Thursday, April 15, 2010

DESIGN MADISON

Every Thursday behind the automatic doors at the local grocery stores, on wire racks outside neighborhood take-out pizza parlors or inside the Wisconsin State Journal are stacked, piled and folded copies of 77 Square, a flyer focusing on the art, cultural and entertainment scene in and around the Madison metropolitan area. Here you can find tucked on an outside column of the paper a feature they call “Mad City Stats”. What the column reports on are the top five selling items at local businesses.

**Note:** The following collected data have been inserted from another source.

PR #9680, opened 2021-04-09
fix(notice) dont cast before empty check

loiclau:
## Description

dont cast before empty check

[07-Apr-2021 11:57:52 UTC] PHP Notice:  Undefined index: gorgone_api_username in /usr/share/centreon/src/Centreon/Domain/Gorgone/ConfigurationLoader.php on line 97
[07-Apr-2021 11:57:52 UTC] PHP Notice:  Undefined index: gorgone_api_password in /usr/share/centreon/src/Centreon/Domain/Gorgone/ConfigurationLoader.php on line 108

## Type of change

## Target serie

- [ ] 19.10.x
- [ ] 20.04.x
- [x] 20.10.x
- [x] 21.04.x (master)

### DIFF
--- a/src/Centreon/Domain/Gorgone/ConfigurationLoader.php
+++ b/src/Centreon/Domain/Gorgone/ConfigurationLoader.php
@@ -72,7 +72,7 @@ class ConfigurationLoader implements ConfigurationLoaderApiInterface
         if (!$this->isOptionsLoaded) {
             $this->loadConfiguration();
         }
-        return (string) $this->gorgoneParameters[self::GORGONE_API_ADDRESS] ?? null;
+        return $this->gorgoneParameters[self::GORGONE_API_ADDRESS] ?? null;
     }
 
     /**
@@ -83,7 +83,7 @@ class ConfigurationLoader implements ConfigurationLoaderApiInterface
         if (!$this->isOptionsLoaded) {
             $this->loadConfiguration();
         }
-        return (int) $this->gorgoneParameters[self::GORGONE_API_PORT] ?? null;
+        return $this->gorgoneParameters[self::GORGONE_API_PORT] ?? null;
     }
 
     /**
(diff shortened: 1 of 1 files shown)


src/Centreon/Domain/Gorgone/ConfigurationLoader.php
```diff
@@ -83,7 +83,7 @@ public function getApiPort(): ?int
         if (!$this->isOptionsLoaded) {
             $this->loadConfiguration();
         }
-        return (int) $this->gorgoneParameters[self::GORGONE_API_PORT] ?? null;
+        return $this->gorgoneParameters[self::GORGONE_API_PORT] ?? null;
```
kduret, line 86:
```suggestion
        return $this->gorgoneParameters[self::GORGONE_API_PORT]
            ? (int) $this->gorgoneParameters[self::GORGONE_API_PORT]
            : null;
```

loiclau: with php 7 return of funtion, :?int auto cast '1' to 1

kduret: centreon-bot agrees with me :)
furthermore, if we do that, don't cast `isApiConnectionSecure` to bool, cause we need consistency

kduret (approved):

src/Centreon/Domain/Gorgone/ConfigurationLoader.php
callapa: @loiclau 
Your remark is wrong because we use the strict mode of PHP.
Have you never noticed the **declare(strict_types=1)** command at the beginning of every PHP file?

sc979 (approved):

jeremyjaouen (approved):

PR #9743, opened 2021-04-27
chore(install): update to version 20.10.7

tuntoja:
Update version to 20.10.7 in files.


sc979 (approved):
insertBaseConf.sql is already bumped to 20.10.7

kduret (approved):

PR #55, opened 2018-02-18
Match output of unchecking in CSS editor

bripmccann:
The [instructions](https://developer.mozilla.org/en-US/docs/Learn/CSS/Introduction_to_CSS/Debugging_CSS#Active_learning_find_the_errors!) say to <q cite="https://developer.mozilla.org/en-US/docs/Learn/CSS/Introduction_to_CSS/Debugging_CSS#Active_learning_find_the_errors!">try clicking on the <code>&lt;h1&gt;</code> and unchecking the applied declarations to find out which one is causing the problem.</q> Unchecking an element in the CSS editor changes the element to a comment.

### DIFF
--- a/css/introduction-to-css/debugging-css-finished/style.css
+++ b/css/introduction-to-css/debugging-css-finished/style.css
@@ -35,7 +35,7 @@ header, footer {
 }
 
 h1, footer p {
-  margin: 0;
+  /*! margin: -70px; */
 }
 
 h1 {


chrisdavidmills:
Hrm, it doesn't do this for me. If you already have the devtools open, clicking on the &lt;h1&gt; in the DOM inspector will highlight it, and then show what CSS is applied to the &lt;h1&gt; in the CSS rules panel over to the right. Each declaration in there — when hovered over — will have a checkbox that you can check and uncheck to apply and unapply it. This is what I am on about.

Are you trying to do this in the starter file, or the finished version?

PR #58, opened 2018-02-20
what-is-js html updates

bripmccann:
Used HTML5's `<!DOCTYPE html>`, changed `lang` from `en` to `en-US`, added `<meta charset="utf-8">`, and added indentation.


chrisdavidmills:
Looks good, thanks!

PR #59, opened 2018-02-21
Remove redundant code from client-side storage examples

reddraggone9:
These also show up in code samples in [the article](https://developer.mozilla.org/en-US/docs/Learn/JavaScript/Client-side_web_APIs/Client-side_storage). I didn't make the changes there since I'm not sure what the policy is for updating excerpts from a repo.

This probably isn't the place, but since I've got your attention, I found
> until after all the tasks inside the block have been completed.

to be oddly worded. It had me thinking some kind of magic was taking place based on a code block until I actually looked at the example and the related [documentation](https://developer.mozilla.org/en-US/docs/Web/API/ExtendableEvent/waitUntil) to see it was just waiting on the promise to settle.

Thanks for all of your work!

### DIFF
--- a/javascript/apis/client-side-storage/indexeddb/notes/index.js
+++ b/javascript/apis/client-side-storage/indexeddb/notes/index.js
@@ -126,9 +126,7 @@ window.onload = function() {
 
         // Set an event handler so that when the button is clicked, the deleteItem()
         // function is run
-        deleteBtn.onclick = function(e) {
-          deleteItem(e);
-        };
+        deleteBtn.onclick = deleteItem;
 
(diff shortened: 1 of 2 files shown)


chrisdavidmills:
Hey, thanks for helping to make the code better.

On the subject of the wording, I've changed it to "Inside the install handler we use the ExtendableEvent.waitUntil() method, available on the event object, to signal that the browser shouldn't complete installation of the service worker until after the promise inside it has fulfilled successfully."

Is that less confusing?

reddraggone9:
:+1: Yeah, that's good! Thanks again!

PR #62, opened 2018-03-22
Update main.js

redrambles:
Just a tiny change so that if the value for the customName field is female, there won't be a pronoun issue.


chrisdavidmills:
This is a really good point. Thanks for the addition!

PR #63, opened 2018-03-24
replace bgtile.png

2alin:
Original bgtile has an extra 1px border that makes the background not uniform, so I removed it. 
Before (look close to the bottom): 
screenshot from 2018-03-24 15-42-39
After:
screenshot from 2018-03-24 15-44-05


chrisdavidmills:
good call - thanks!

PR #65, opened 2018-03-26
can-store patches

2alin:
Two small fixes that I made:

1.  **Issue:** If you write something in the search box, then reload the page, what you wrote before remains (there's no problem there) but if you click the filter button without modifying the already existing search query, it won't filter anything and will show all the products.<br/>
 **Fix:** The problem happens because, after reloading, `lastSearch` takes the value of `searchTerm` (which is not empty), satisfies the condition checked in line 63 and stops the function before any filtering. The fix is easy, you just need to initialize `lastSearch` with an empty string; because when page loads, no search has been made yet.

2.  **Issue:** Trailing/leading whitespaces in search queries are taking into consideration, and I think they should be removed in case the user typed them by mistake.  <br/>
**Fix:** To trim the value of lastSearch when it's taking into consideration in the code.

### DIFF
--- a/javascript/apis/fetching-data/can-store/can-script.js
+++ b/javascript/apis/fetching-data/can-store/can-script.js
@@ -25,7 +25,8 @@ function initialize() {
 
   // keep a record of what the last category and search term entered were
   var lastCategory = category.value;
-  var lastSearch = searchTerm.value;
+  // no search has been made yet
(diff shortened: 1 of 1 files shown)


chrisdavidmills:
This looks pretty good to me - thanks!

PR #66, opened 2018-03-27
nytimes patches

2alin:
Fixes I made:

1. **Issue:**  `current.lead_paragraph` returns 'undefined' and makes that every article shows no brief description of it; in fact such property is not listed in the object but it's still listed in the api documentation.<br/>
**Solution:**  `snippet` is property that gives a similar desired result, so I used that instead.

2. **Issue:** If we use queries like 'cats' or 'recipes' and leaving start-date/end-date empty, we end up with a  bunch of articles at the top of our search that are not real articles but 'topics' with broken links.<br/>
**Solution:** Filter search to items with 'article' as the value of  `document_type`, as explained [here](https://developer.nytimes.com/article_search_v2.json#/README#filtering-your-search).

3. **Issue:** `pageNumber` never resets which makes that every new search starts from the same page number that a previous search reached.<br/>
**Solution:** Implement a function similar to `nextPage`/`previousPage`, that will reset `pageNumber` every time a new search is made.

4. Well, this one was a very small code typo; there was `span.textContent += current.keywords[j].value + ' ';` but span is created at every `for` loop, so there's no previous value of it and there's no need of an addition assignment, a simple assignment will work exactly the same.

### DIFF
--- a/javascript/apis/third-party-apis/nytimes/index.html
+++ b/javascript/apis/third-party-apis/nytimes/index.html
@@ -72,10 +72,14 @@
       var displayNav = false;
 
       // Event listeners to control the functionality
-      searchForm.addEventListener('submit', fetchResults);
+      searchForm.addEventListener('submit', submitSearch);
       nextBtn.addEventListener('click', nextPage);
       previousBtn.addEventListener('click', previousPage);
-
+      
+      function submitSearch(e){
+        pageNumber = 0;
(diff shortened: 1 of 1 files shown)


chrisdavidmills:
This looks really good, thanks!

2alin:
You're welcome and thanks to you, chris,  for the merge  :smiley:

PR #69, opened 2018-04-26
The paragraph tag missing

tkdphoenix:
The variable para points to a paragraph tag that doesn't exist.


chrisdavidmills:
You are right, but cans you put it beneath the div, like it is in the start file? Thanks.

tkdphoenix:
I realized after the fact that the paragraph tag was there.

PR #72, opened 2018-05-13
Update javascript-label.html

koraytugay:
When I choose cancel, the name that already exists should not be cleared.

### DIFF
--- a/javascript/introduction-to-js-1/what-is-js/javascript-label.html
+++ b/javascript/introduction-to-js-1/what-is-js/javascript-label.html
@@ -1,37 +1,39 @@
 <!DOCTYPE html>
 <html lang="en-US">
-  <head>
+<head>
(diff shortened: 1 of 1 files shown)


chrisdavidmills:
I appreciate your feelings on this, but this is supposed to be a really simple trivial example to explain what JS allows you to do on top of HTML and CSS (see https://developer.mozilla.org/en-US/docs/Learn/JavaScript/First_steps/What_is_JavaScript#A_high-level_definition).

And it does this quite well, in spite of the shortcoming you've pointed out. But if we did add in your code we would make the example more complicated, and I'm not sure that's such a good thing. At this stage the reader how not learnt what conditionals are

koraytugay:
@chrisdavidmills That is fine, thank you for your response.

PR #75, opened 2018-06-15
Missing parenthesis at the end of sentence

jzunigacoayla:
In table's caption from Planets data live example


chrisdavidmills:
Cool, thanks for the fix.

PR #78, opened 2018-07-02
Stray end tag for div element

jzunigacoayla:
Unintended div element in CSS layout positioning examples.


rachelandrew:
That's funny - I created a position: sticky one the other day and removed a stray div (as I saved the file from another one in the set) assuming that I had added it myself, not that they all had one. Thanks for the PR.

PR #79, opened 2018-07-08
Introduction to HTML

PegMat:
I changed some lowercase letters to uppercase letters in the title and <h1>. I also added unordered and ordered list tags.


PegMat:
okay, thanks

PR #731, opened 2024-04-16
fix: typo in showing cat's name

TheKostyak:
Showing ReferenceError: catName is not defined. Use istead cat.name


pepelsbey (approved):
Good catch! Thank you :)

PR #735, opened 2024-05-24
Update number-guessing-game.html

bruke3:
makes it look nice. thats all


pepelsbey:
Thank you for the suggestion! However, we’d rather keep a simpler design using built-in browser styles to make the demo less distracting.

PR #743, opened 2024-06-25
Reintroduced intentional referenceError for tutorial

simonas-kulakauskas:
Fixed someone's previous commit, this was **meant** to return a referenceError that was then to be fixed by the tutorial taker by creating a variable 'catError' and assigning it the cat.name value.

This same line can be seen in the live preview found at [Live Preview HTML](https://github.com/mdn/learning-area/blob/main/javascript/oojs/tasks/object-basics/object-basics1.html). 

Tutorial 'Test your skills: Object basics - Object Basics 1' does not make sense without it.

### DIFF
--- a/javascript/oojs/tasks/object-basics/object-basics1-download.html
+++ b/javascript/oojs/tasks/object-basics/object-basics1-download.html
@@ -46,7 +46,7 @@
     let para1 = document.createElement('p');
     let para2 = document.createElement('p');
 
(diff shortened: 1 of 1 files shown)


bsmth (approved):
Super, thank you. The marking guide for this is here: https://github.com/mdn/learning-area/blob/main/javascript/oojs/tasks/object-basics/marking.md

PR #744, opened 2024-06-26
Update letter-text.txt

Alenjoe235:


dipikabh:
Hello @Alenjoe235, as this exercise states https://developer.mozilla.org/en-US/docs/Learn/HTML/Introduction_to_HTML/Marking_up_a_letter#starting_point, `letter.txt` is just the raw text file. You need to download it, mark it up in, and save as an `.html` file. This text file itself does not not need to be marked up.

PR #745, opened 2024-06-29
fix(css): use buttons instead of links and checkboxes in positioning examples

OnkarRuikar:
Part of the fix for:
- https://github.com/mdn/content/issues/24806
- https://github.com/mdn/content/issues/30473

The PR:
- uses buttons instead of links and checkboxes. The examples could use the `tab` and `space`/`enter` buttons.
- adds ARIA attributes

To test, open the HTML files in a browser.

I'll submit content PR once this is reviewed and finalized.

### DIFF
--- a/.prettierrc.json
+++ b/.prettierrc.json
@@ -1,0 +1,3 @@
+{
+  "bracketSameLine": true
+}
--- a/css/css-layout/practical-positioning-examples/fixed-info-box.html
+++ b/css/css-layout/practical-positioning-examples/fixed-info-box.html
@@ -37,15 +37,12 @@
       }
 
       .info-box [role="tab"] {
-        display: inline-block;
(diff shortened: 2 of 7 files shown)


pepelsbey (commented):
That’s a big improvement already, but I wonder if we can make it even better. The current script doesn’t manage the focus for switching tabs, which is an important part of the accessible experience. Since this demo is focused on the layout, we can put [the script from APG](https://www.w3.org/WAI/content-assets/wai-aria-practices/patterns/tabs/examples/js/tabs-manual.js) right next to the index.html and make it work its magic.

This script relies only on attributes and doesn’t require any class names. It will keep the demo even simpler and more focused.

pepelsbey (approved):
Looks great :) Thank you

PR #747, opened 2024-07-02
Update shopping-list-finished.html

SukhbirSinghKhalsa:
Added the conditional statement to check input is not empty and trim to remove extra spaces.
This ensures that user cannot add empty items in list.
We can also add it to the documentation example as step 12.

Example link:
https://developer.mozilla.org/en-US/docs/Learn/JavaScript/Client-side_web_APIs/Manipulating_documents

let me know if there are any questions around it.

### DIFF
--- a/javascript/apis/document-manipulation/shopping-list-finished.html
+++ b/javascript/apis/document-manipulation/shopping-list-finished.html
@@ -1,44 +1,46 @@
 <!DOCTYPE html>
 <html lang="en-US">
-  <head>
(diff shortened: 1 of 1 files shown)


pepelsbey:
Hey! Thank you for the suggestion. It makes perfect sense in production code. However, it might be too much for the “Manipulating DOM” chapter. We’re always trying to stick to the point and not overwhelm readers. Let’s keep it focused :)

PR #749, opened 2024-07-11
Update random-color-addeventlistener.html

Caroylina:


bsmth:
Thanks a lot for opening this one, it looks like you have the right idea! We're not merging in changes from this as it would fix the starting template that other readers should use. Thank you :)

PR #753, opened 2024-07-21
Update images1-download.html

Tichman92:
code updated


estelle:
This is the base code for everyone to edit, so we don't want to change the example file. Closing.

PR #755, opened 2024-07-31
Update flex-align0.html

AshuSharma199:
change in border


estelle:
Hi @AshuSharma199 

Thank you for the suggested edit. I think the example looks better with a single-pixel border. I was wondering if there is a reason to increase the border to two-pixels. Thanks for clarifying for me.

estelle:
Closing for now as we await a response. Please re-open if you still want this addressed. Thanks.

PR #756, opened 2024-08-01

jojotjo:
correct the error event to Event 86 line


bsmth:
Well done for fixing. I'm not going to merge this change because it's an intentional error that should be left in for others to find. See https://developer.mozilla.org/en-US/docs/Learn/JavaScript/First_steps/What_went_wrong#fixing_syntax_errors. Thank you :)

PR #759, opened 2024-08-13
Update links2-download.html

Hugibald:


pepelsbey:
Hey! The examples in the learning area should remain incomplete so everyone can play with them on their own.

PR #763, opened 2024-09-05
Update number-guessing-game-start.html

elinolasco:
Adding functions.


bsmth:
We're not merging in changes from this as it would change the starting template that other readers should use. Thank you :)

PR #764, opened 2024-09-07
fix: incorrect error example

RasmusKard:
### Description

Changed const to let

### Motivation

Currently the "other common errors" section's subsection "The program always says you've won, regardless of the guess you enter" is incorrect as instead of the described behavior it throws an error. (TypeError: invalid assignment to const 'userGuess')

(It might be better to keep this as const and change docs instead to reflect the current behavior, but I'm not experienced enough to feel comfortable writing docs)

### Additional details

Docs related to this file:

https://github.com/mdn/content/blob/b67fd42cfb01dd4d9504c4182b462851588a0bad/files/en-us/learn/javascript/first_steps/what_went_wrong/index.md#L4

### DIFF
--- a/javascript/introduction-to-js-1/troubleshooting/number-game-errors.html
+++ b/javascript/introduction-to-js-1/troubleshooting/number-game-errors.html
@@ -55,7 +55,7 @@
 
   function checkGuess() {
 
-    const userGuess = Number(guessField.value);
+    let userGuess = Number(guessField.value);
     if(guessCount === 1) {
       guesses.textContent = 'Previous guesses: ';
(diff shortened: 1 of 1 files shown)


bsmth:
Thanks for opening. The "other common errors" section is generic https://developer.mozilla.org/en-US/docs/Learn/JavaScript/First_steps/What_went_wrong#other_common_errors

It's talking about "common errors you'll come across in your code", and isn't specific to this example, so we can keep the code as-is for now. I'll close this PR for the moment so the code is aligned with the content. Thank you!

PR #766, opened 2024-09-12
refactor: move the days determination logic to the createCalendar function

### LINKED ISSUE #469: Another way to write the calendar (关于日历的另一种写法)
按照月份1、3、5、10、12为31天，2月不闰月28天，其余时间30天。这样借助三元运算符就不用在`createCalendar`中传入`days`。
那么这种写法和历程中给出的传days的写法有什么区别呢？ 即使考虑闰月，对于两种写法都是加入判断语句，似乎与不闰月没有不同。

> According to the 1st, 3rd, 5th, 10th and 12th of the month, there are 31 days. February is not a leap month with 28 days, and the rest of the month has 30 days. In this way, with the help of the ternary operator, there is no need to pass in days in createCalendar.
So what is the difference between this way of writing and the way of writing days given in the process? Even if leap months are taken into account, judgment statements are added to both writing methods, which seems to be no different from non-leap months.

```js
var select = document.querySelector('select');
var list = document.querySelector('ul');
var h1 = document.querySelector('h1');

select.onchange = function() {
  var choice = select.value;

  createCalendar(choice);
}

function createCalendar(choice) {
  (choice === 'February')? days = 28
  (choice === 'January'||choice ==='March'||choice ==='May'||choice ==='July'||choice ==='August'||choice ==='October'||choice ==='December')? days=31:days=30;
  list.innerHTML = '';
  h1.textContent = choice;
  for (var i = 1; i <= days; i++) {
    var listItem = document.createElement('li');
    listItem.textContent = i;
    list.appendChild(listItem);
  }
}

createCalendar(choice);
```

yin1999:
Fixes: #469

content PR: mdn/content#35850

### DIFF
--- a/javascript/building-blocks/calendar-finished.html
+++ b/javascript/building-blocks/calendar-finished.html
@@ -49,35 +49,40 @@
     </ul>
 
     <script>
-      const select = document.querySelector('select');
-      const list = document.querySelector('ul');
-      const h1 = document.querySelector('h1');
+      const select = document.querySelector("select");
+      const list = document.querySelector("ul");
+      const h1 = document.querySelector("h1");
 
-      select.onchange = function() {
+      select.addEventListener("change", () => {
         const choice = select.value;
+        createCalendar(choice);
+      });
+
+      function createCalendar(month) {
         let days = 31;
 
-        if(choice === 'February') {
+        if (month === "February") {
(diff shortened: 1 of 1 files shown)


bsmth (approved):
Super, thank you! 👍🏻

PR #767, opened 2024-10-05
Display #000 colour input box highlight on forcus

josuke0227:
This commit is related to the following:
[https://github.com/mdn/content/pull/36103](https://github.com/mdn/content/pull/36103/commits)

Since the outline colour in which the input elements are highlighted differs from operation systems - blue by default on Mac OS, black (rgb(16, 16, 16)) on WIndows - this commit is to apply the same outline colour across those operation systems.

This implementation was tested on Chrome and Firefox.


hamishwillee (approved):
Thank you very much!

PR #770, opened 2024-10-08
Button text change

Chaya90:


javascript/building-blocks/tasks/events/events1-download.html
```diff
@@ -30,6 +30,13 @@
 
   <script>
     const btn = document.querySelector('.off');
+    const newText = btn ? "Machine is off" : "Machine is on"
+    const clickButton = function (newText) => {
```
zeenox-stack, line 34: use the normal function rather than using the arrow syntax here.

javascript/building-blocks/tasks/events/events1-download.html
```diff
@@ -30,6 +30,13 @@
...
+      clickButton.addEventListener("onclick", (newText) => {
+        console.log (newText)
+        
+      })
+    })
```
zeenox-stack, line 40: You also have to call the clickButton variable with function with the newText as its argument to make sure it is working properly. Something like this:

clickButton(newText);

zeenox-stack (changes requested):
The comments should help you solve the problems

pepelsbey:
Hey! This is a sample file for anyone to use as a [starting point](https://developer.mozilla.org/en-US/docs/Learn/JavaScript/Building_blocks/Test_your_skills:_Events#events_1) in testing their skills. Feel free to practice in your fork :)

PR #773, opened 2024-10-22
Replace onchange with EventListener method

bhagyeshsp:
The MDN example that redirects to this code uses EventListener method to detect change in select element. I learned that standard practice is using EventListener method, hence the change.

### DIFF
--- a/javascript/building-blocks/simple-else-if.html
+++ b/javascript/building-blocks/simple-else-if.html
@@ -21,7 +21,7 @@
       const select = document.querySelector('select');
       const para = document.querySelector('p');
 
-      select.onchange = setWeather;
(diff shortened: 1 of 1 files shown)


bsmth:
Content equivalent: 

https://github.com/mdn/content/blob/fd9a16a3a56e295eb80fc24a5dbd56a842b2958e/files/en-us/learn/javascript/building_blocks/conditionals/index.md?plain=1#L127

bsmth (approved):
Nice, thank you and well done on your first contrib here 🎉

bhagyeshsp:
Thank you so much @bsmth for approving and validating my understanding!

PR #775, opened 2024-10-28
Number Game Errors: Move script inside body tag

mao-sz:
## Because

In the ["What went wrong?" exercise](https://developer.mozilla.org/en-US/docs/Learn/JavaScript/First_steps/What_went_wrong), there is a warning about line numbers in error messages potentially not matching source code line numbers due to code injection from extensions like live-server.

This is a result of the code's script tag being placed *after* the closing body tag, so live-server's injected code comes before it.

By placing the script tag *before* the closing body tag, live-server injects code after it, preserving line numbers in the error messages, making the lesson much easier to follow for more people. The relevant warning can then be removed from the lesson.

They’ll feature things like the top five selling beers at the Nitty Gritty, or the five most popular hamburgers at Dottie Dumpling’s Dowery, the five most popular bras at Victoria’s Secret or the top selling fragrances at Sephora which included Philosophy Amazing Grace at number five, Marc Jacobs Daisy at number four, Thierry Mugler Angel at number three, Dolce Gabbana Light Blue at number two and Kim Kardashian coming in at number one. This should hint at what flies in Madison, a political hotbed of liberalism but a conservative nest of very traditional homeowners. Here people will sit on the outer edges of political ideology but won’t even put their toes in the water of individualized home design. Last week 77 Square featured Sherwin-Williams top five paint colors. Here’s what the buyers in Madison chose; At number five we had Nomadic Dessert, a color clearly in the beige range. Number four breaks a little to the right with a designer staple, Navajo White. Coming in at number three we’re back to beige with Softer Tan. Moving up the color risk taking ladder is Latte, a little deeper beige but still beige. And at number one, hold your breath, it’s Kilim Beige. The spectrum of color is complete, all the way from “B” to “B”. This is the design mentality we’re up against here on the Isthmus between Lake Monona and Lake Mendota. It makes making a living here harder for us to figure out when most of the potential clients are stuck back in high school where no one wants to stand out. Everyone here seems to want to look like everyone else wrapped up in beige habitats. So here we are trying to figure out a way to slip a little chartreuse into this otherwise colorless milieu. Some day the rainbow will shine over this earth-toned land and we’ll find a couple of believers willing to trust two designers ready to splash a little periwinkle and tangerine over their fears of appearing to possess a touch of style.